Parkview Insights | Market Trends & Updates

Paul Rahimian, Founder, CEO | Ted Jung, Chief Credit Officer | Dhaval Parikh, Managing Director, Head of Capital Raising & Investor Relations | January 2026


Parkview Financial: 2026 Outlook


As we look ahead to 2026, we believe the U.S. economy is continuing to experience a period of significant transition with monetary policy, fiscal priorities, and capital markets all shifting at once. For commercial real estate lenders and developers, these changes will reshape the cost of capital, underwriting standards, and the pace of new construction.  In particular, we believe these conditions will result in reduced short‑term rates and higher liquidity—both of which will favor selective, disciplined new development and refinancing activity.   


Below, we outline the five macro forces we believe will define 2026—and what they mean for the commercial real estate industry. 



1. The End of QT and the Quiet Return of QE


Quantitative tightening (QT) is effectively over. Beginning December 1, 2025, the Federal Reserve halted balance‑sheet runoff, and by mid‑December 2025, the Fed’s Reserve Management Purchases (RMP) program was in full swing. These purchases—roughly $40 billion per month in Treasury bills with maturities of three years or less—are designed to “maintain ample reserves” in the banking system.  In practice, this is quantitative easing (QE) by another name.


At the same time, regulators are signaling a willingness to lower reserve requirements for commercial banks, a form of deregulatory easing that increases lending capacity without the political baggage of traditional QE. The Treasury is also expected to rely more heavily on short‑term T‑bill issuance to refinance maturing long‑term debt and mortgage‑backed securities.
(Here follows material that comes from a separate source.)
PR #94, opened 2020-10-03
[#53 #74]Compile model in work and return to app

### LINKED ISSUE #53: Send the langauge information and uploaded file to the web worker; web worker should send back compiled model code

jienius:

The combined effect of these factors is that M2 money supply will begin rising again, reversing the contractionary trend of the past two years and reintroducing liquidity into the financial system.  For real estate, this will mark the first meaningful improvement in capital availability since 2021.
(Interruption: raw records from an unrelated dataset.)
PR #356, opened 2022-04-26
Make LRS also respond to instruction limit 

quickbeam123:
What needs to be considered:
1) both time limit and instruction limit can be 0, which effectively stands from infinity (so it complicates the arithmetic with some if-then-elses)
2) when both limits are active, we plan to terminate when the earlier hits, so the smaller estimate is used.

(Similarly, do the same also for `avatar_turn_off_time_frac`.)

### DIFF
--- a/Lib/Timer.cpp
+++ b/Lib/Timer.cpp
@@ -33,7 +33,7 @@
 #include "Timer.hpp"
 
 #define DEBUG_TIMER_CHANGES 0
-#define MILLION (1 << 20)
+#define MEGA (1 << 20)
 
 // things that need to be signal-safe because they are used in timer_sigalrm_handler
 // in principle we also need is_lock_free() to avoid deadlock as well
@@ -54,7 +54,7 @@ int Timer::s_initGuarantedMiliseconds;
 
 unsigned Timer::elapsedMegaInstructions() {
 #ifdef __linux__
-  return (last_instruction_count_read >= 0) ? last_instruction_count_read/MILLION : 0;
+  return (last_instruction_count_read >= 0) ? last_instruction_count_read/MEGA : 0;
 #else
   return 0;
 #endif
@@ -131,7 +131,7 @@ timer_sigalrm_handler (int sig)
     // to get info about instructions burned even when not instruction limiting
     read(perf_fd, &last_instruction_count_read, sizeof(long long));
     
-    if (last_instruction_count_read >= MILLION*(long long)env.options->instructionLimit()) {
+    if (last_instruction_count_read >= MEGA*(long long)env.options->instructionLimit()) {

2. A Dovish Turn at the Fed and a Lower Fed Funds Rate


2026 will also bring new leadership at the Federal Reserve. Jerome Powell’s term ends in May, and the as-yet-unnamed incoming chair—expected to be more dovish—will likely accelerate the shift toward easier monetary policy.
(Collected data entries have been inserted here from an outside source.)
PR #357, opened 2022-04-26
remove ARCH_X*, add static assertions to check stuff we rely on

MichaelRawson:
See previous discussions about `Term`. Vampire is not especially portable, and more-or-less assumes 64-bit Intelesque platforms. We want to improve this, but in the meantime we also want to know if there's a portability hazard _before_ we get a weird bug report. Remove `ARCH_X64`, `ARCH_X32`, and statically assert that there are 8 bits in a `char` (not guaranteed!) and that pointers have 8 bytes. This is not all we assume, but it's a good start.


JakobR (approved):
Looks good to me!

PR #358, opened 2022-04-26
remove SINGLE_PARAM_HASH

MichaelRawson:
The doubly-hashing containers have a mechanism via `SINGLE_PARAM_HASH` where the hash function is optionally passed the current size of the hash table. This is cute and might in principle improve performance, but it's very seldom used: only in the unit test for `DHMap` and in `RobSubstitution`. I doubt anyone uses this, and I think it's very unlikely that it changes performance much.

### DIFF
--- a/Kernel/RobSubstitution.hpp
+++ b/Kernel/RobSubstitution.hpp
@@ -121,14 +121,14 @@ public:
     struct Hash1
     {
      static unsigned hash(VarSpec& o) {
-       return HashUtils::combine(Hash::hash(o.var), Hash::hash(o.index));
+       return HashUtils::combine(o.var, o.index);
      }
     };
     /** struct containing second hash function for DHMap object storing variable banks */
     struct Hash2
     {
       static unsigned hash(VarSpec& o) {
-        return o.var;
+        return HashUtils::combine(o.index, o.var);
       }
     };
   };


Kernel/RobSubstitution.cpp
```diff
@@ -1115,33 +1115,4 @@ ostream& operator<< (ostream& out, RobSubstitution::TermSpec ts )
...
-  else
-    return static_cast<unsigned>(res);
-}
-
-/**
- * Second hash function for DHMap. It just uses the hash function from Lib::Hash
- */
-unsigned RobSubstitution::VarSpec::Hash2::hash(VarSpec& o)
-{
-  return Lib::Hash::hash(reinterpret_cast<const unsigned char*>(&o), sizeof(VarSpec));
```
MichaelRawson, line 1143: Incidentally this was another compiler-changed-the-struct-padding bug waiting to happen.

quickbeam123:
Running some performance check on this ...

quickbeam123:
... your simplification does not seem to break anything, but makes vampire lose 1 TPTP problem in discount10 (50G instruction limit) on average. So, is it worth the cleanup?

MichaelRawson:
Is it easy for you to run another performance check? I got a measurable speedup (as measured by `perf`) on my machine by tweaking the hash function, but don't bother if it's a pain. And no, if we lose a problem it's not worth it, but I am a bit surprised!

quickbeam123:
No, I can easily rerun some more (ultimately, it just costs money for the electricity and a bit of my time). But it's important to get some intuitions about how much things matter in this. 

At the moment, however, something seems broken there...

PR #360, opened 2022-04-27
Add option to only collect unbound variables in SortHelper

mezpusz:
Proposes solution to changed behaviour of `Formula::quantify`, which now uses `SortHelper::collectVariableSorts` instead of `FormulaVarIterator`. The difference is that the former also collects bound variables, which can be now ignored by setting an argument to true.
Solution works similarly as in `FormulaVarIterator`.
Should fix unit test in #353 .

Does this affect any problems or tests? Are there any cases where we might want to ignore bound variables, similarly as in `Formula::quantify`?

### DIFF
--- a/Kernel/Formula.cpp
+++ b/Kernel/Formula.cpp
@@ -778,7 +778,7 @@ Formula* Formula::quantify(Formula* f)
 {
 
   DHMap<unsigned,TermList> tMap;
-  SortHelper::collectVariableSorts(f,tMap);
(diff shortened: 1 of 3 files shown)


quickbeam123:
Marton, did you run any tests on this? Does it fix your problem in the induction work?

quickbeam123:
I think, that's_ enough for the moment. Let me merge and test it the usual way :) Thank you for the work!

PR #361, opened 2022-04-28
update CI checkout to v3, try with GCC again

MichaelRawson:
There is a new version of the GitHub script that checks out the Vampire repository. Update it and see if anything breaks. Also at some point GCC broke the unit tests so we swapped to Clang, but let's see if that's still true...

### DIFF
--- a/.github/workflows/CI.yml
+++ b/.github/workflows/CI.yml
@@ -19,6 +19,8 @@ jobs:
     - name: Configure Z3 Build
       working-directory: ${{runner.workspace}}/vampire/z3/build
       run: cmake .. -DCMAKE_BUILD_TYPE=Debug
+      env:
+        CXX: clang++
     - name: Z3 Build
       working-directory: ${{runner.workspace}}/vampire/z3/build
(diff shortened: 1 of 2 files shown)


MichaelRawson:
Unit tests still broken under GCC. Interesting but probably not critical for now.

quickbeam123:
What is the error in unit tests with gcc? Could we possibly also see it locally?

MichaelRawson:
https://github.com/vprover/vampire/runs/6208506355?check_suite_focus=true - we get some segmentation faults in the unit tests. I can't reproduce this on any of my machines (including an ancient GCC), and I don't remember Joe having any luck when we looked at this last time. Apparently the machine it runs on is Intel Xeon, so it's a little unusual - but probably so is the server you run benchmarks on at CIIRC, right?

On the plus side, while I was trying to reproduce it I found I forgot a `std::` prefix that Clang found somehow but GCC did not.

quickbeam123:
Hmm, maybe I should try vtest on one of our servers! A good point!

While the Fed’s official dot plot still shows only one cut in 2026 and one in 2027, we see that as increasingly unrealistic. Rising unemployment, slowing wage growth, and political pressure for lower borrowing costs will push the Fed toward a more accommodative stance. Taken together, we believe the market may ultimately move toward three to four rate cuts, totaling a 75–100 basis point reduction.


The transition period will be messy. With a “shadow chair” influencing expectations as early as February 2026, dissent among the twelve governors may increase. The next chair will need to project unity and independence even as fiscal and monetary policies become more intertwined.


Lowering the short end of the curve will be more accommodative for commercial real estate financing. It also serves a fiscal purpose: reducing the government’s interest burden at a time of elevated deficit spending. The long‑term inflation consequences will be left for another day.



3. A Steeper Yield Curve as Normalization Continues


The Fed has been vocal about its desire to “normalize” the yield curve, and 2026 is likely to bring a more traditional upward slope. With the Fed Funds rate falling, the 2‑year Treasury could drop below 2.75%, aligning more closely with estimates of the neutral rate.  


A steeper curve is historically associated with healthier credit creation and improved bank profitability—both supportive of commercial real estate lending.



4. The Stock Market Is Not the Economy


Equity markets have surged over the past year, but the gains have been narrowing and heavily concentrated in AI‑driven capex and a handful of mega‑cap names. Meanwhile, the real economy is weakening beneath the surface.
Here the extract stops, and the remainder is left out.